So I ran into this article entitled “How to Create a Personal Encryption Scheme to Easily Hide Your Data in Plain Sight” on lifehacker.
I just want to say:
This is a REALLY bad idea.
The recommendation is to create you’re very own personal ‘encryption‘ system to encode you’re personal information in plain site. The problem is they don’t suggest using encryption at all, rather they suggest obfuscation of the data. So what is the difference? Well let’s first talk about what is Obfuscation:
Obfuscation (or beclouding) is the hiding of intended meaning in communication, making communication confusing, wilfully ambiguous, and harder to interpret.
So from this the key thing to take away is that Obfuscation means that it makes it difficult to interpret. Now let’s look at what the definition of encryption:
In cryptography, encryption is the process of transforming information (referred to as plaintext) using an algorithm (called a cipher) to make it unreadable to anyone except those possessing special knowledge, usually referred to as a key.
So encryption makes data “unreadable” whereas obfuscation makes it “difficult”. That is a good start for a definition but these lines are somewhat gray. There are ‘encryption’ systems that have proven weak such as DES. So if I can decrypt cipher-text encoded by DES, does that mean DES is just Obfuscation? Hrmm. Well if you look at this another way, even strong algorithms (AES, PKI, etc) can be brute forced given infinite time and resources. So does this extend to these algorithms as well? Are then all encryption algorithms just a means of obfuscation at varying levels of difficulty? Well strictly speaking yes; however, the level of difficulty to brute force AES is so far past our current abilities that it is, for now, unbreakable.
So what is Obfuscation?
If we intend to differentiate Obfuscation from Encryption we need a better definition for both. The above definitions are Wikipedia’s, here is what I would add:
Definition of Obfuscation: A process applied to information to intentionally make it difficult to reverse without knowing the algorithm that was applied.
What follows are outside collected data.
Issue #7351, opened 2023-07-20
Bug(color-picker): Value does not change when using shift+up/down arrow


maxpatiiuk:
### Check existing issues

- [x] I have [checked for existing issues](https://github.com/Esri/calcite-design-system/issues) to avoid duplicates

### Actual Behavior

The color picker value updates correctly if using `up/down arrow keys` in any of the `r/g/b` or `h/s/v` input boxes, but the value does not update if using `shift+up/down arrow keys` (unless you press `up/down arrow keys` again without shift)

In other words, knowing the process or algorithm that was used makes obfuscation significantly easier to decipher. Any of the examples in the lifehacker article are subject to this. Once I know the basic idea behind your obfuscation technique it’s easy to defeat. Take for example a letter substitution table. Let’s say we assign each letter to another random letter, a=j, b=f, c=u, etc. Now encode this post with that substitution table. It would be a trivial thing to decode even without knowing your ‘secret’ letter substitution table. Why? well just google it: letter substitution solver.
So what is encryption?
Definition of Encryption: A process applied to information that, even knowing the algorithm applied, requires a secret (key) to reverse it in a reasonable amount of time.
There now that seems to fit, even cryptographically weak algorithms like DES fit this description. They make it hard to decipher even knowing the algorithm applied unless you have the key. So this helps delineate the differences between obfuscation and encryption. Even if you use something that fits into the encryption bucket that does not make you’re data secure.
Measuring data security:
Data or information security is measure in time and each of the encryption algorithms we use have a measurable amount of time it would take to break them. This ‘time’ assumes no weaknesses in the key generation or the implementation algorithm. (Note: I’m not interested in chosen plain-text, related key, side channel, and other attacks that rely on behavior of the implementation, I’m talking about cipher-text at rest). This time can and does change, computers become faster, weaknesses in the algorithm itself are exposed, etc. This is very similar to what happened to DES in 1997, things change and what had seemed impossible suddenly became very feasible.
Ultimately no data is ‘perfectly secure’ even using a very good algorithm like AES. You should be aware that most of the time you’re data is more at risk from weak passwords that are used to create an encryption key rather than from weaknesses in the algorithm itself. This is why there are 100′s if not 1000′s of ways to crack winzip passwords. When passwords are not involved the generated pseudo-random keys require storage (you can’t remember it) and therefore the security of that storage location becomes the problem (see Keep it secret, Keep it safe).
Using a Personal Encryption Scheme?
Now back to the story we started with, How to Create a Personal Encryption Scheme to Easily Hide Your Data in Plain Sight. This, as I’ve already said, is a REALLY bad idea. So what should you do? There are 100′s of “Secure Note” applications for almost every platform still in use today. Pick one that allows full text passwords (not 4 digits) and use it. Anything that uses 4 digits is insecure by design having only a keyspace of 10,000 unique possibilities. By contrast, modern cryptography has a keyspace of at least 2^128 or 340,282,366,920,938,463,463,374,607,431,768,211,456 unique possibilities.